Anyone who has purchased any of the LCD or plasma sets that you can buy at Wal-Mart, Costco, or Sam's or Bet Buy or Sears, etc are all HD sets.

What do you mean don't have "HD coming out of it"?


----------



## Birdieman30 (Aug 26, 2008)

A better question is how many people have HD Tv's, think they are watching HDTV and have no clue that what they are watching is SD stretched? They usually say, "I really don't see the difference in HDTV. What's the big deal." or "Why does Kelsey Grammer have such a big head?"


----------



## inkahauts (Nov 13, 2006)

I think the better question is, How many people own an HD set, and have a HD cable box, but when the cable man hooked it up, they only used the latest great technology of COAX cable so that the customer could watch all there wonderful HD content in 480i resolution, and wonderful mono sound...

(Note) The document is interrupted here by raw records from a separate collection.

Issue #3688, opened 2021-03-18
BF: sound files in a loop always get truncated to the duration of the first sound


yh-luo:
As title. This is an old bug that's still present in v2021.1.1, recently reported to me by my colleagues. Many forum posts were related to this bug, like [this](https://discourse.psychopy.org/t/audio-sample-cut-off/6885) and [this](https://discourse.psychopy.org/t/sound-ends-stops-before-it-should-audio-is-cut-short-in-builder-and-online/19416). The bug exists for both the sounddevice and the PTB backends.

The problem lies in that when call `setSound()` on a file, `_setSndFromFile` check if `self.stopTime > 0` and update `self.duration` according to it. If the sound instance is already initialized, `self.stopTime` is set to the duration of the sound. When `setSound()` is called for the second time (noted that this is the behavior in the builder when looping), the duration is always the duration of the first read-in sound file. See the example below for this problem.

**Example**
```python
In [1]: from psychopy import prefs
   ...: prefs.hardware['audioLib'] = ['sounddevice']
   ...: from psychopy import sound
   ...: import soundfile as sf
   ...: 
   ...: fname_1 = '1-1.wav'
   ...: fname_2 = '2-1.wav'
   ...: sound1 = sound.Sound(fname_1)
   ...: sound2 = sound.Sound(fname_2)
   ...: 

In [2]: # get durations
   ...: sound1.getDuration()
Out[2]: 8.405351473922902

In [3]: sound2.getDuration()
Out[3]: 10.048004535147392

In [5]: # setSound
   ...: sound1.setSound(fname_2)
   ...: sound1.getDuration()
   ...: 
Out[5]: 8.405351473922902  # should be 10.048004535147392!
```

I've proposed a simple fix #3689 that keeps the user-specified `stopTime` to fix the problem. It works for both backends.

**Tested on**

`sounddevice`

+ Linux (Fedora 33)
+ Windows 10

`PTB`
+ Windows 10 

I don't have a Mac to test, it would be nice if someone can test that!

pn2200:
I tested this change on a Mac with `sounddevice` backend and it appears to have resolved issues we were having with different sound files in a loop getting cut off or truncated.

peircej:
Nice one. Many thanks for tracking this down!
We'll have it in the 2021.1.4 release (target date not decided yet)

PR #3689, opened 2021-03-18
BF: fixed the bug that setSound() incorrectly truncate the sound file 

yh-luo:
Details in #3688 

* fix stopTime in sounddevice backend

* fix stopTime in ptb backend


mdcutone:
I wonder if this relates to another problem we've had. Cool if this fixes things.

PR #3694, opened 2021-03-20
Update setup.cfg so  psychtoolbox == 3.0.16

isolver:
Latest release of psychtoolbox causes a wrong argument type error. Using 3.0.16 works for now.


isolver:
merging to try and help self install problems for now.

Over half the people I know that have gotten HD cable have had their sets hooked up and only set to 480i in one way or another by there cable company, and I've had to fix all of them for them. One family friend was even told they were getting HD and upon further review... They hadn't even give them an HD box, just a DVR... Talk about furious when I let her know that... She had a fun conversation with the cable company while I was there...


----------



## Tom Robertson (Nov 15, 2005)

bjlc said:


> What percent of the country do you believe actually have HD TV? 20% 30%?
> 
> I know a couple of people who have an hd "ready " tv , but don't have HD coming out of it..
> 
> ...


I'm confused: "but for the most part, next to no one" and "no not even ONE" don't compute...

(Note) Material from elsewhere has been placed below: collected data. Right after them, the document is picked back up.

Issue #3701, opened 2021-03-29
Indexing error in `data.TrialHandlerExt`


tomwallis:
I'm trying to use the `data.TrialHandlerExt` class to create unequally-balanced presentations of conditions. I receive an `IndexError` with the following basic configuration. Perhaps I am using this incorrectly?

```python
from psychopy import data

trials = data.TrialHandlerExt(
    [{"Name": "A", "weight": 2}, {"Name": "B", "weight": 1}], nReps=1
)

for trial in trials:
    print(trial)
```

Yields:

```shell
Traceback (most recent call last):
  File "wahrnehmung_seminar/tmp.py", line 9, in <module>
    for trial in trials:
  File "/Users/tsawallis/opt/miniconda3/envs/wahrnehmung_seminar/lib/python3.6/site-packages/psychopy/data/trial.py", line 1512, in __next__
    position=self.getNextTrialPosInDataHandler())
  File "/Users/tsawallis/opt/miniconda3/envs/wahrnehmung_seminar/lib/python3.6/site-packages/psychopy/data/base.py", line 556, in add
    self[thisType][position[0], int(position[1])] = value
  File "/Users/tsawallis/opt/miniconda3/envs/wahrnehmung_seminar/lib/python3.6/site-packages/numpy/ma/core.py", line 3386, in __setitem__
    _data[indx] = dval
IndexError: only integers, slices (`:`), ellipsis (`...`), numpy.newaxis (`None`) and integer or boolean arrays are valid indices

```

I'm running psychopy (`psychopy 2021.1.3 py36h79c6626_0 conda-forge`) in a python 3.6 conda environment.

Tagging @suddhasourav in case he's still about, since I believe he wrote the class.

Thanks!

suddhasourav:
Hi there @tomwallis!
I am sorry for the index error you encountered - you are not using the class incorrectly. I found the cause of the error: When I wrote the _TrialHandlerExt_ class for Psychopy 2 with the older numpy, numpy arrays could be indexed with floats. Example with my Psychopy v1.83.04 (win32):

```python
Python 2.7.3 (default, Apr 10 2012, 23:31:26) [MSC v.1500 32 bit (Intel)] on win32
import numpy as np
x = np.array([0,1,2,3])
x[2]
Out[4]: 2
x[2.0]
Out[5]: 2
x[2.9]
Out[6]: 2
```

[...]

PR #3705, opened 2021-03-29
BF: TrialHandlerExt indexing error

suddhasourav:
[Fixes issue #3701.](https://github.com/psychopy/psychopy/issues/3701)

Cause of the bug: TrialHandlerExt class was written with an older numpy version in which arrays could be indexed with floats. This operation now throws errors, as floats (e.g. 2.0) are not valid indices anymore.

Solution: np.sum() replaced with int(round(np.sum()))


peircej:
Thanks Suddha. By the way, you maybe know this already but, mentioning the the GH tag in the pull request comment creates a cross reference but it doesn't get an issue closed (I think). I think, to auto-close the issue you need to say `fixes GH-commit` in one of the commit messages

99.8% (or more) of TVs purchased this year are HDTVs. (A few still have analog tuners and are correctly labelled...) 

I've seen stats, but don't remember them. I want to say more than 20%, but it might have been 30%.

It's OK, I have DIRECTV. 

Cheers,
Tom


----------



## VegasDen (Jul 12, 2007)

Although it's from the first part of the year, I am certain the percentages are close...

Researchers found that 41% of US households have an HD capable TV.....but of those only 56% subscribe to an HD programming package.

http://www.engadgethd.com/2008/03/26/only-half-of-us-hdtv-owners-subscribe-to-hd-programming/


----------



## Tom Robertson (Nov 15, 2005)

Thanks VegasDen. I knew I had seen stats, usually in the CEA daily news, but I could not remember the latest ones. 

Cheers,
Tom


----------



## carl6 (Nov 16, 2005)

So if I am interpreting the information from VegasDen's post, that comes out to about 23% that actually have HD (both set and service from provider).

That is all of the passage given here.